Bitcoin News@BitcoinNewsCom
🚨 ILLINOIS ENACTS MOST AGGRESSIVE BITCOIN TAX IN THE 🇺🇸 US
Governor J.B. Pritzker has signed Illinois’ new Digital Asset Tax Act into law.
Starting January 1, 2027, Illinois will impose a 0.20% tax on the gross value of digital assets exchanged, transferred, or stored for customers.
In practice:
• Buy Bitcoin? Pay the tax.
• Transfer Bitcoin? Pay the tax.
• Store BTC with a custodian? Pay the tax.
Move $1 million through a bank wire, ACH transfer, brokerage account, or traditional custodian and Illinois takes nothing.
Move that same $1 million as a digital asset and the state takes $2,000.
The tax applies regardless of whether there is any profit, income, or capital gain. It is levied simply because a digital asset is being exchanged, transferred, or stored.
Critics argue this creates a first-of-its-kind regime that singles out blockchain-based activity while leaving analogous banking, brokerage, custody, and payment services untouched.
The law targets the service layer of the digital asset economy. While trading for one’s own account is excluded, businesses facilitating exchange, transfer, or custody for customers must collect and remit the tax, with customers ultimately liable if it is not collected.
The Crypto Council for Innovation warned that Illinois is becoming a national outlier by adopting a transaction-based tax on digital assets that has no comparable equivalent for stocks, bonds, derivatives, bank deposits, or traditional financial transactions anywhere else in the country.
Industry groups say the law is a powerful incentive for entrepreneurs, startups, and investment to leave Illinois for more competitive jurisdictions.

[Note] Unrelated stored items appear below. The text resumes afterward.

Issue #263, opened 2013-05-17
spec directory in gem is incomplete


pravi:
celluloid directory and spec_helper.rb is missing from the gem file. Please add it.

PR #714, opened 2016-04-20
ship less files and remove defaults

grosser:
- makes gem lighter / faster to install and vendor/cache smaller ...
 - remove default values to make gemspec easier to read

... no idea what the culture folder is and why there is a whole other gem in there ideally don't ship that either ...

### DIFF
--- a/celluloid.gemspec
+++ b/celluloid.gemspec
@@ -1,11 +1,8 @@
-# -*- encoding: utf-8 -*-
-
-require File.expand_path("../culture/sync", __FILE__)
+require_relative "../culture/sync"
 
 Gem::Specification.new do |gem|
   gem.name        = "celluloid"
   gem.version     = Celluloid::VERSION
-  gem.platform    = Gem::Platform::RUBY
   gem.summary     = "Actor-based concurrent object framework for Ruby"
   gem.description = "Celluloid enables people to build concurrent programs out of concurrent objects just as easily as they build sequential programs out of sequential objects"
   gem.licenses    = ["MIT"]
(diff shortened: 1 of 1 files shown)


tarcieri:
Including the specs in the gem was a deliberate decision, as downstream Linux distribution packagers have requested them. See #263

grosser:
I don't really care either way, but my arguments in favor of removing them
are:

 - Requesting them does not mean they have to get them
(the 1% asking for a feature that makes the 99% worse off)
 - I don't know anyone using system-packaged ruby gems and I would
recommend against using them in general, so not something I want to
support/encourage.
 - They don't need them to do their packing, works for rails and many others
 - Celluloid is not doing something OS specific / has c-extensions, so
should not break anywhere

tarcieri:
I don't think the size difference is enough to warrant breaking package maintainers.

Celluloid is an infrastructural Ruby library used by many projects. There are Rails apps like Disapora which are apt-get installable and depend on packaged RubyGems, and this would break them.

My vote is in favor of not breaking things over micro-optimizations.

grosser:
Would not break anyone ... just add potential breakage ... but fine either
way.

tarcieri:
It would break downstream packagers when they tried to update the gem

grosser:
they package plenty of gems without tests, so I don't think it would break anything ... unless they have something setup to enforce tests for celluloid

tarcieri:
There are extant downstream maintainers who expect the tests to exist. That's the reality, regardless of what "should be"

PR #715, opened 2016-04-28
fix error response reference in Future#cancel

janx:


digitalextremist:
Thanks for catching this!

PR #717, opened 2016-05-24
Add a clarifying comment to autostart.rb

benzrf:


lib/celluloid/autostart.rb
```diff
@@ -1,5 +1,6 @@
 require "celluloid"
 
+# start up the basic Celluloid services - only necessary to do this manually in old versions
```
tarcieri: `only necessary to do this manually in old versions` not sure what you mean by that

benzrf: do you mean that the phrasing is unclear, or are you asking me to document exactly which version it changed at?

tarcieri: Both would be nice: `celluloid/autostart` was the preferred way to call this for quite some time, so some additional clarification on the history would be good.

digitalextremist: The line in question can also be wrapped in `if $CELLULOID_BACKPORTED`

tarcieri:
Closing as stale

Perhaps most surprising is the timing. Illinois only recently adopted the Digital Assets and Consumer Protection Act (DACPA), a framework many viewed as a constructive approach to blockchain innovation. This new tax represents a sharp reversal.
The question now is whether other states follow Illinois’ lead, or whether this becomes a case study in how to drive an emerging industry elsewhere.